Stored entries
Issue #113, opened 2016-03-17
kerl can delete home directory


alexshavelev:
I had something like that (kerl was in /home/user/.kerl)

r15b03-1 /home/user/project/
r15b03-1 /home/user/
....

And decided to clean some.
kerl delete installation /home/user/project/ - works good, but
kerl delete installation /home/user/ - delete all data in folder which 'testdisk' can't restore

alexshavelev:
tried again.
it always delete not build but all files with folder. 
after 'kerl delete installation /home/user/project/' folder 'project' doesn't exists

mrallen1:
Sounds like we need to look at the portions that handle removal to be more careful.

alexshavelev:
@mrallen1 i think this bug is also mentioned in https://github.com/yrashk/kerl/issues/52

mrallen1:
I think we just knocked this one out with #127. Please reopen if you find its still an issue. Thanks!

Issue #108, opened 2016-01-23
Errors when installing in a folder with "."


DylanGuedes:
Hello everyone,

After installing erlang with kerl using "kerl install 18.2 ~/.erlang", the installation worked fine but everytime that I interact with erlang I get an error, because of the folder name. The error is:
```
file:path_eval([".","/home/dguedes"],".erlang"): illegal operation on a directory
```
After installing in a folder without dot (".") in its name, everything worked fine. 

cheers.

mrallen1:
This ought to work. We need to figure out what's going wrong and why.

mrallen1:
OK, so after some digging around with @sanmiguel it turns out that `~/.erlang` is a special file that the `erl` command consults on start up. So basically the answer here is unfortunately, *don't do this* - choose a different dot-directory name like `~/.erlangbuilds` or something.  

We are going to add a check into kerl that warns people about this issue because it's somewhat poorly documented or at least not well known. 

For details about the `erl` startup file options, you can read that [here](http://erlang.org/doc/man/erl.html) (See the section about `Configuration`)

DylanGuedes:
Thank you, that's my bad so.

mrallen1:
We just merged #127 which should prevent this accidental mistake in the future. Thanks!

Issue #52, opened 2013-10-15
kerl should not install in non empty directories


peerst:
Currently kerl does a mkdir -p and checks if the target dir is a directory.

It should also check if the directory is empty and refuse to install in nonempty directories.

This avoids messing up and even overwriting directories that e.g. have been accidentially specified.

Since "delete installation" just does a rm -Rf after checking for activate this can get disastrous. E.g. installing by accident in ones home dir, noticing the error and deleting it again => home dir erased

mrallen1:
@sanmiguel This is a great idea

mrallen1:
Knocked this out with #127.

PR #127, opened 2016-05-04
Be more careful about paths before install and delete operations

mrallen1:
As detailed in #113, #108, #52 kerl can make you very very sad if you try to install or remove a build into bad places.  I don't think this is a silver bullet for this problem but it should make it much more difficult to do something *unfortunate* by accident.

Tested on OS X and Ubuntu 14.04 LTS.

### DIFF
--- a/kerl
+++ b/kerl
@@ -864,13 +864,16 @@ is_valid_install_path()
 
 maybe_remove()
 {
-    if [ "$1" = "$HOME" ]; then
+    candidate=$(realpath "$1")
+    canonical_home=$(realpath "$HOME")
+
+    if [ "$candidate" = "$canonical_home" ]; then
         echo "WARNING: You cannot remove an install from $HOME; it's your home directory."
         return 0
     fi
 
     ACTIVE_PATH="$(get_active_path)"
-    if [ "$1" = "$ACTIVE_PATH" ]; then
+    if [ "$candidate" = "$ACTIVE_PATH" ]; then
 	echo "ERROR: You cannot delete the active installation. Deactivate it first."
 	exit 1
     fi
--- a/kerl
+++ b/kerl
@@ -280,7 +280,7 @@ is_valid_installation()
         while read -r l; do
             name=$(echo "$l" | cut -d " " -f 1)
             path=$(echo "$l" | cut -d " " -f 2)
-            if [ "$path" = "$1" ]; then
+            if [ "$name" = "$1" -o "$path" = "$1" ]; then
                 if [ -f "$1"/activate ]; then
                     return 0
                 fi
--- a/kerl
+++ b/kerl
@@ -830,6 +830,7 @@ is_valid_install_path()
 
     candidate=$(realpath "$1")
     canonical_home=$(realpath "$HOME")
+    canonical_base_dir=$(realpath "$KERL_BASE_DIR")
 
     # don't allow installs into home directory
     if [ "$candidate" = "$canonical_home" ]; then
@@ -837,9 +838,9 @@ is_valid_install_path()
         return 1
     fi
 
-    # don't install into .kerl either.
-    if [ "$candidate" = "$canonical_home/.kerl" ]; then
-        echo "ERROR: You cannot install a build into $HOME/.kerl."
+    # don't install into our base directory either.
+    if [ "$candidate" = "$canonical_base_dir" ]; then
+        echo "ERROR: You cannot install a build into $KERL_BASE_DIR."
         return 1
     fi
 
--- a/kerl
+++ b/kerl
@@ -743,24 +743,102 @@ do_deploy()
     echo "kerl_deactivate"
 }
 
+
+# Quoted from https://github.com/mkropat/sh-realpath
+# LICENSE: MIT
+
+realpath() {
+    canonicalize_path "$(resolve_symlinks "$1")"
+}
+
+resolve_symlinks() {
+    _resolve_symlinks "$1"
+}
+
+_resolve_symlinks() {
+    _assert_no_path_cycles "$@" || return
+
+    local dir_context path
+    path=$(readlink -- "$1")
+    if [ $? -eq 0 ]; then
+        dir_context=$(dirname -- "$1")
+        _resolve_symlinks "$(_prepend_dir_context_if_necessary "$dir_context" "$path")" "$@"
+    else
+        printf '%s\n' "$1"
+    fi
+}
+
+_prepend_dir_context_if_necessary() {
+    if [ "$1" = . ]; then
+        printf '%s\n' "$2"
+    else
+        _prepend_path_if_relative "$1" "$2"
+    fi
+}
+
+_prepend_path_if_relative() {
+    case "$2" in
+        /* ) printf '%s\n' "$2" ;;
+         * ) printf '%s\n' "$1/$2" ;;
+    esac
+}
+
+_assert_no_path_cycles() {
+    local target path
+
+    target=$1
+    shift
+
+    for path in "$@"; do
+        if [ "$path" = "$target" ]; then
+            return 1
+        fi
+    done
+}
+
+canonicalize_path() {
+    if [ -d "$1" ]; then
+        _canonicalize_dir_path "$1"
+    else
+        _canonicalize_file_path "$1"
+    fi
+}
+
+_canonicalize_dir_path() {
+    (cd "$1" 2>/dev/null && pwd -P)
+}
+
+_canonicalize_file_path() {
+    local dir file
+    dir=$(dirname -- "$1")
+    file=$(basename -- "$1")
+    (cd "$dir" 2>/dev/null && printf '%s/%s\n' "$(pwd -P)" "$file")
+}
+
+# END QUOTE
+
 is_valid_install_path()
 {
-    # don't allow installs into home directory
-    if [ "$1" = "$HOME" ]; then
-        echo "ERROR: You cannot install a build into $HOME. It's a really bad idea."
-        return 1
-    fi
 
     # don't allow installs into .erlang because
     # it's a special configuration file location
     # for OTP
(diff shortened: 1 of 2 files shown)


kerl
```diff
@@ -733,6 +743,63 @@ do_deploy()
...
+    # don't allow installs into home directory
+    if [ "$1" = "$HOME" ]; then
+        echo "ERROR: You cannot install a build into $HOME. It's a really bad idea."
+        return 1
+    fi
+
+    # don't allow installs into .erlang because
+    # it's a special configuration file location
+    # for OTP
+    if [ "$1" = "$HOME/.erlang" ]; then
```
sanmiguel:
```
$ cd
$ kerl install 18.3 .erlang
Installing Erlang/OTP 18.3 (18.3) in /home/vagrant/.erlang...
```

:-(

Maybe we should pre-process `$1` before calling this function, to make it an absolute path?

sanmiguel: Although having read the `erl` manpage again, perhaps we should just outright ban `.erlang` as an install name:

```
When Erlang/OTP is started, the system searches for a file named .erlang in the directory where Erlang/OTP is started. If not found, the user's home directory  is  searched for an .erlang file.
```

kerl
```diff
@@ -733,6 +743,63 @@ do_deploy()
...
+        echo "ERROR: You cannot install a build into $HOME/.erlang. (It's a special configuration file location for OTP.)"
+        return 1
+    fi
+
+    # don't install into .kerl either.
+    if [ "$1" = "$HOME/.kerl" ]; then
```
sanmiguel: Although the absolute-path-ness assertion applies just as well here.

sanmiguel: Perhaps we can use `readlink -f $1` to compare? Although that might cause issues if `$HOME` lives under a symlink... So we'd probably need to check `if [ "$(readlink -f "$1")" = "$(readlink -f "$HOME/.kerl")" ]`...

Complicated but it should work...

NB We don't want to use `readlink -f ...` to try to sanitise the input beforehand, because it could cause surprises with the resultant install location store in `otp_installations`, I think

kerl
```diff
@@ -276,8 +276,16 @@ get_newest_valid_release()
 
 is_valid_installation()
 {
-    if [ -f "$1"/activate ]; then
-        return 0
+    if [ -f "$KERL_BASE_DIR"/otp_installations ]; then
```
sanmiguel: 👍 💅

kerl
```diff
@@ -733,6 +743,63 @@ do_deploy()
     echo "kerl_deactivate"
 }
 
+is_valid_install_path()
+{
+    # don't allow installs into home directory
+    if [ "$1" = "$HOME" ]; then
```
sanmiguel: Oh, absolute-path-ness thingy here too!

sanmiguel:
Aside from the comments I made, I think this is looking good!

kerl
mrallen1:
```
mallen-rMBP:~ mallen$ readlink -f .
readlink: illegal option -- f
```

Great suggestion. Seems to be the common suggestion from searching but doesn't work on OS X.

mrallen1:
Yeah thinking about using `basename` for some of these issues but I'm not sure how we can exhaustively expand the path into an absolute path. I mean you can subvert this stuff by using something like `./erlang` too.

kerl
sanmiguel: Damn, that felt so right, too. I guess we could go down the rabbit-hole of different things for Dawin and *n*x, but that feels like we're going too far. Do we do it anywhere else?

kerl
sanmiguel: The more I think about it, the more I think banning `.erlang` as a name is reasonable (with an appropriate error message indicating why, of course).

sanmiguel:
The `.erlang` problem can be solved by comparing `$(basename $path)` - the problem is how to avoid the 101 ways to specify `$HOME`.

Although with the change to prevent installing in non-empty directories, you can't install in $HOME anyway... Maybe I'm worrying too much?

mrallen1:
Just comparing `$(basename -- "$path")` to `.erlang` rules out a bunch of legitimate installation locations like `/opt/install/.erlang` (Yes, that's a dumb place to put installs, but it's still fine - OTP won't use that location to find out how to load stuff (right?!)

I found [this](https://github.com/mkropat/sh-realpath) last night and it's awesome... except it won't evaluate paths that don't exist. I'm still honestly not sure how far to push this.

sanmiguel:
Re: `/opt/install/.erlang`: OTP will indeed try to load from that, if you start `erl` from within `/opt/install`... 

```
vagrant@kerl-dev:/opt/install$ pwd
/opt/install
vagrant@kerl-dev:/opt/install$ ls -la
total 12
drwxr-xr-x 3 root root 4096 May 10 16:38 .
drwxr-xr-x 3 root root 4096 May 10 16:38 ..
drwxr-xr-x 2 root root 4096 May 10 16:38 .erlang
vagrant@kerl-dev:/opt/install$ erl
Erlang/OTP 18 [erts-7.3] [source] [64-bit] [smp:4:4] [async-threads:10] [hipe] [kernel-poll:false]


=ERROR REPORT==== 10-May-2016::16:39:28 ===
file:path_eval([".","/home/vagrant"],".erlang"): illegal operation on a directory
Eshell V7.3  (abort with ^G)
1>
```

sanmiguel:
`sh-realpath` looks good in principle I think - we can use `canonicalize_path PATH`. We won't allow installs into a non-empty dir and, for safety, we shouldn't be creating multiple levels of directory right?

But I think we should only use it during checks (on both operands), not to convert paths that e.g. end up in `otp_installations`.

Then we end up with something like:

``` bash
    # don't allow installs into .erlang because
    # it's a special configuration file location
    # for OTP
    if [ "$(basename -- $1)" = ".erlang" ]; then
        echo "ERROR: You cannot install a build into $HOME/.erlang. (It's a special configuration file location for OTP.)"
        return 1
    fi

    # don't install into .kerl either.
    if [ "$(canonicalize_path $1)" = "$(canonicalize_path $HOME/.kerl)" ]; then
        echo "ERROR: You cannot install a build into $HOME/.kerl."
        return 1
    fi
```

Thoughts?

mrallen1:
Yeah I like that... ok - I will work on it tomorrow.

sanmiguel:
:+1:

mrallen1:
@sanmiguel Pretty pleased with this as it stands now.  Please give it a spin.

kerl
```diff
@@ -743,24 +743,102 @@ do_deploy()
...
+
+    # don't allow installs into home directory
+    if [ "$candidate" = "$canonical_home" ]; then
+        echo "ERROR: You cannot install a build into $HOME. It's a really bad idea."
         return 1
     fi
 
     # don't install into .kerl either.
-    if [ "$1" = "$HOME/.kerl" ]; then
+    if [ "$candidate" = "$canonical_home/.kerl" ]; then
```
sanmiguel: Oh! I just realised - this one should be compared against `$KERL_BASE_DIR` right?

sanmiguel:
Looking great! I will give it a whirl today.

kerl
mrallen1: good catch

mrallen1:
Couple more commits wheeeee :)

sanmiguel:
This is looking great!

I have been playing around and have not been able to do shoot myself in the foot yet. :)

I think there is some more work we can do to smooth out the UX a bit (e.g. `kerl delete build ./18.3` doesn't work, you have to do `kerl delete build /full/path/to/18.3`) but this is not the place for that.

mrallen1:
Well, dunno maybe we should fix that now.

sanmiguel:
Ah, found it: L277-291

```
is_valid_installation()
{
    if [ -f "$KERL_BASE_DIR"/otp_installations ]; then
        while read -r l; do
            name=$(echo "$l" | cut -d " " -f 1)
            path=$(echo "$l" | cut -d " " -f 2)
            if [ "$path" = "$1" ]; then
                if [ -f "$1"/activate ]; then
                    return 0
                fi
            fi
        done < "$KERL_BASE_DIR"/otp_installations
    fi
    return 1
}
```

We should be checking against `$name` **and** `$path` I think

sanmiguel:
``` bash
is_valid_installation()
{
    if [ -f "$KERL_BASE_DIR"/otp_installations ]; then
        while read -r l; do
            name=$(echo "$l" | cut -d " " -f 1)
            path=$(echo "$l" | cut -d " " -f 2)
            if [ "$name" = "$1" -o "$path" = "$1" ]; then
                if [ -f "$path"/activate ]; then
                    return 0
                fi
            fi
        done < "$KERL_BASE_DIR"/otp_installations
    fi
    return 1
}
```

sanmiguel:
Something like that?

mrallen1:
Yep.

sanmiguel:
It occurs to me that we still don't cover trying to use a relative path.

How about this:

``` bash
is_valid_installation()
{
    if [ -f "$KERL_BASE_DIR"/otp_installations ]; then
        while read -r l; do
            name=$(echo "$l" | cut -d " " -f 1)
            path=$(echo "$l" | cut -d " " -f 2)
            canonical_path=$(canonicalize_path "$path")
            canonical_install=$(canonicalize_path "$1")
            if [ "$name" = "$1" ] \
                || [ "$path" = "$1" ] \
                || [ "$canonical_path" = "$canonical_install" ] \
                && [ -f "$canonical_install"/activate ]; then
                    return 0
            fi
        done < "$KERL_BASE_DIR"/otp_installations
    fi
    return 1
}
```

mrallen1:
I am not sure what it buys us tbh. A lot of extra complexity and not much benefit IMO.  I am ok with making people exactly match the path name for deletions.

sanmiguel:
Fair enough :)

In which case, I think this is good to go, right?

== Task goal ==
Give again, exactly as written, every line from the first one above through the line that has "We are going" in it.

== Answer for the task ==
Issue #113, opened 2016-03-17
kerl can delete home directory


alexshavelev:
I had something like that (kerl was in /home/user/.kerl)

r15b03-1 /home/user/project/
r15b03-1 /home/user/
....

And decided to clean some.
kerl delete installation /home/user/project/ - works good, but
kerl delete installation /home/user/ - delete all data in folder which 'testdisk' can't restore

alexshavelev:
tried again.
it always delete not build but all files with folder. 
after 'kerl delete installation /home/user/project/' folder 'project' doesn't exists

mrallen1:
Sounds like we need to look at the portions that handle removal to be more careful.

alexshavelev:
@mrallen1 i think this bug is also mentioned in https://github.com/yrashk/kerl/issues/52

mrallen1:
I think we just knocked this one out with #127. Please reopen if you find its still an issue. Thanks!

Issue #108, opened 2016-01-23
Errors when installing in a folder with "."


DylanGuedes:
Hello everyone,

After installing erlang with kerl using "kerl install 18.2 ~/.erlang", the installation worked fine but everytime that I interact with erlang I get an error, because of the folder name. The error is:
```
file:path_eval([".","/home/dguedes"],".erlang"): illegal operation on a directory
```
After installing in a folder without dot (".") in its name, everything worked fine. 

cheers.

mrallen1:
This ought to work. We need to figure out what's going wrong and why.

mrallen1:
OK, so after some digging around with @sanmiguel it turns out that `~/.erlang` is a special file that the `erl` command consults on start up. So basically the answer here is unfortunately, *don't do this* - choose a different dot-directory name like `~/.erlangbuilds` or something.  

We are going to add a check into kerl that warns people about this issue because it's somewhat poorly documented or at least not well known. 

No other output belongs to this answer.